The beauty of garnet has been appreciated since the Bronze Age, as demonstrated by its use as a gemstone. But its utility extends far beyond the decorative: garnet is widely used to determine the temperatures and pressures a rock has been exposed to during metamorphism. However, there is yet more to learn from these remarkable minerals.

Credit: Figure reproduced from Viete et al. (Sci. Adv. http://doi.org/cmrt; 2018), AAAS.

Large, catastrophic earthquakes can occur in subduction zones. In this setting, the rocks undergo metamorphism at high pressures, but relatively low temperatures. As the seismic waves pass through, overpressure is released. After the earthquake, overpressure begins to develop again and garnet growth continues. These cycles of overpressure and dissipation can be recorded in garnets for individual earthquake events, note Daniel Viete and colleagues (Sci. Adv. http://doi.org/cmrt; 2018).

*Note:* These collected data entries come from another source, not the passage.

Issue #1839, opened 2016-06-27
Show exceptions even if no 2FA is available


RichyHBM:
If exceptions exists (i.e. ability to login via other methods that do provide 2FA) these should be displayed.

RichJeanes:
We have discussed the use of OAuth logins that provide 2FA, however there are many sites that support OAuth but also force you to have a native username/password on their site that doesn't support 2FA. While there are also sites that don't force a native login, we don't want users to think that this is the norm and fall into that false sense of security

fpigerre:
Hello @RichyHBM :smiley: 

Thanks for the issues and pull requests you have opened.
At present, no websites listed on [twofactorauth.org](https://twofactorauth.org) that do not support two-factor authentication, apart from [TransferWise](https://transferwise.com/), currently have any exceptions listed. For the most part, if an exception applied to a website that did not support two factor authentication, it would stand to reason that this would result in the website supporting two factor authentication (to some extent). An exception to this rule does include a situation where two factor authentication is supplied through OAuth, as with TransferWise.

Akin to tree-rings as a store for a history of climate and environmental change, geochemical zonations in garnets lock in a record of earthquake-induced cycles of rising and falling pressure. Using a host of geochemical analyses and microspectroscopy, Viete and colleagues find that trapped within the major-element zoning of subduction-zone garnets from the Franciscan Complex, California, are geochemical indicators of four substantial pressure pulses, each of 100–350 MPa, within a geologically brief window of less than 300,000 years.

Our understanding of subduction-zone earthquake recurrence rates and magnitudes is currently somewhat limited, to the past 2.5 million years or so of Earth’s history, as we rely on the sedimentary record to identify the effects of subduction-zone seismicity. The chemical zoning in garnets, here dating back at least 145 million years, may therefore allow the paleoseismic record to be extended much further back in time. These gemstones may therefore help reconstruct the magnitude and reoccurrence rate of ancient megathrust earthquakes and the evolution of stress within the crust.